**PROMPT**:
For the entries presented below, indicate the number of lines that include the word "illuminant", adding nothing else.

[Saved entries]
- - - - -

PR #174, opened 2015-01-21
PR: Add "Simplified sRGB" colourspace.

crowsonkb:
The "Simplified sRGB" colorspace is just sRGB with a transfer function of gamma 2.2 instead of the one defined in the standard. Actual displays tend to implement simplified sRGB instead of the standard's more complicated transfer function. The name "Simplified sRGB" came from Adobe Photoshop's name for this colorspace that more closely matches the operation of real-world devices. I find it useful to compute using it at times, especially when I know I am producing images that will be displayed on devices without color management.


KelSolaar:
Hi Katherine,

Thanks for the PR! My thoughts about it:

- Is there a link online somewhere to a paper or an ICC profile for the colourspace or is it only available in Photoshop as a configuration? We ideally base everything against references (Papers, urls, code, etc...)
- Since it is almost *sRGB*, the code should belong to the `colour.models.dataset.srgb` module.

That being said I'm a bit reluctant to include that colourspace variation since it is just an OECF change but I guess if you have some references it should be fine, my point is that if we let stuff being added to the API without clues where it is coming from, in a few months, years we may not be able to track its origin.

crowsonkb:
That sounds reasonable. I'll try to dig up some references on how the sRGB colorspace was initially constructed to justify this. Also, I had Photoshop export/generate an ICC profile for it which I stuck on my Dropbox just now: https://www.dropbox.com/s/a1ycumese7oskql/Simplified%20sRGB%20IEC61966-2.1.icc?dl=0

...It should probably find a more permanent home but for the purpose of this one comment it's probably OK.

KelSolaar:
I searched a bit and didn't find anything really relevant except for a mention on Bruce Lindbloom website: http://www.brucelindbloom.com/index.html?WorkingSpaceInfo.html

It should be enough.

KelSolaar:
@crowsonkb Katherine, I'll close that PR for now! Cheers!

- - - - -

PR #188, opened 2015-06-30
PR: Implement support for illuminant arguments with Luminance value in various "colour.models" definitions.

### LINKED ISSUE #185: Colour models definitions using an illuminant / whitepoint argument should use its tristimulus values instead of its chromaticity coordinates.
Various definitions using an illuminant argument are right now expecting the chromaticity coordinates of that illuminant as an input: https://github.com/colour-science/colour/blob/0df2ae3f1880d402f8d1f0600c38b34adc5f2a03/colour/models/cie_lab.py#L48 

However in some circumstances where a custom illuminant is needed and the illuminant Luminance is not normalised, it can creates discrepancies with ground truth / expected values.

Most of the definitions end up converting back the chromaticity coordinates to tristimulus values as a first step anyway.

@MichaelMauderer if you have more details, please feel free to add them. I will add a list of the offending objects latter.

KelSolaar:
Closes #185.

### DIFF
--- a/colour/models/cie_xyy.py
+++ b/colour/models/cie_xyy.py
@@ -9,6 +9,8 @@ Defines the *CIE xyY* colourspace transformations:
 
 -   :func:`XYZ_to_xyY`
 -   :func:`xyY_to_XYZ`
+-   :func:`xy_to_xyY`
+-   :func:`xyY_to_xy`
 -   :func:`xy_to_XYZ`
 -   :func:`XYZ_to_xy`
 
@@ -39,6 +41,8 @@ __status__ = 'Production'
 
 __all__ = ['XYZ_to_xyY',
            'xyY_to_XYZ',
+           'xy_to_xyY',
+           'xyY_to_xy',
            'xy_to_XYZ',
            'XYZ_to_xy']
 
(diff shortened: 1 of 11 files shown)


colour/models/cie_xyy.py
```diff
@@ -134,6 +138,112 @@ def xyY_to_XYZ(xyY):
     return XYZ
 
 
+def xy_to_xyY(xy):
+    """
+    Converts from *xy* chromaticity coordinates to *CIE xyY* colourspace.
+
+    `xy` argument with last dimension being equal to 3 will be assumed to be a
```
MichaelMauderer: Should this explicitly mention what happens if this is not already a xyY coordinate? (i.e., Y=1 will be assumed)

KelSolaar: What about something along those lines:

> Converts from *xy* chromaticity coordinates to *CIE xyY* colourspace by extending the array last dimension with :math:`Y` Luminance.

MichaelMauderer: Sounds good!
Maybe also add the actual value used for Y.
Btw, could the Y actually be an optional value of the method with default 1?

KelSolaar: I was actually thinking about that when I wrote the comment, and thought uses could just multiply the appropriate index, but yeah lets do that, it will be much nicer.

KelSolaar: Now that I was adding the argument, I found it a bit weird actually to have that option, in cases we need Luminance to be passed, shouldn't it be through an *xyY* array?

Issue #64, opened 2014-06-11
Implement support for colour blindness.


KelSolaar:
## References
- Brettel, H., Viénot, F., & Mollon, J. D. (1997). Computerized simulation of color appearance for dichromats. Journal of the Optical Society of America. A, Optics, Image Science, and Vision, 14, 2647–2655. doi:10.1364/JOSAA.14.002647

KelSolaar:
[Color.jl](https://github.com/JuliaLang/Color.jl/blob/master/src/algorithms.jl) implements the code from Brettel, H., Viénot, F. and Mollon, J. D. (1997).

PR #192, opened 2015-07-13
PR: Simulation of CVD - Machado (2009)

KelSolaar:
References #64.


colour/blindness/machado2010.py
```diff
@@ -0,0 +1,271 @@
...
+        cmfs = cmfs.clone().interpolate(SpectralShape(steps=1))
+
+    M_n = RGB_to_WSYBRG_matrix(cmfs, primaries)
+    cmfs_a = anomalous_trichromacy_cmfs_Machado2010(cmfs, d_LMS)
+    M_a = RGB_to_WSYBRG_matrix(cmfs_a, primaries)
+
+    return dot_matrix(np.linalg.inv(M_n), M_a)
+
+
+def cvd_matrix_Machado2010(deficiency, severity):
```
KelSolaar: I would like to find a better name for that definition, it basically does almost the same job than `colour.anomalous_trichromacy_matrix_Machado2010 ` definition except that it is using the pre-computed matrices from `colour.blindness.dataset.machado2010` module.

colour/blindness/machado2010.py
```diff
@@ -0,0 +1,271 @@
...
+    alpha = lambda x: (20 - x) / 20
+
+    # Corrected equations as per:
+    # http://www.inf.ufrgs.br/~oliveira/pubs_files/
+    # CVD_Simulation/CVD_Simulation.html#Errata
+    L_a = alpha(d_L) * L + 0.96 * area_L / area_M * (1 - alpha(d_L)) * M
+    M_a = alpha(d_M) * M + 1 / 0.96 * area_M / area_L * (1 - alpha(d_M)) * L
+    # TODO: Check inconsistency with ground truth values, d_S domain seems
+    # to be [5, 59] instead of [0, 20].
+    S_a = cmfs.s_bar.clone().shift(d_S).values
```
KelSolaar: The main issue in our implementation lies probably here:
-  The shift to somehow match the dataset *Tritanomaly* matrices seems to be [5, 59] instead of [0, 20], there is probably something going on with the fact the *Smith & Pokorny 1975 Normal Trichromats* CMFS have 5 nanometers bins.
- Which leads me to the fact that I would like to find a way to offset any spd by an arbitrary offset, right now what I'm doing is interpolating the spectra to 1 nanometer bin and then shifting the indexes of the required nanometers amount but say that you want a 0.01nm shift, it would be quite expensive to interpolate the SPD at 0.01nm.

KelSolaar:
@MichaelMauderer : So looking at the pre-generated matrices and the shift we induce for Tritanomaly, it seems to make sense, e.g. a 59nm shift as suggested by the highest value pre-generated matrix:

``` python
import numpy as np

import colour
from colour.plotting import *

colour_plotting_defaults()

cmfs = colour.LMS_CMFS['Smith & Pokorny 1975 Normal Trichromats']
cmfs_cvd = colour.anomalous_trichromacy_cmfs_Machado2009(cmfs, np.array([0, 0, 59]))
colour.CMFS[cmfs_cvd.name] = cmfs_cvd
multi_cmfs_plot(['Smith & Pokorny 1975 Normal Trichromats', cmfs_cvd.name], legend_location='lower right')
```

- - - - -

**YOUR SOLUTION**:
4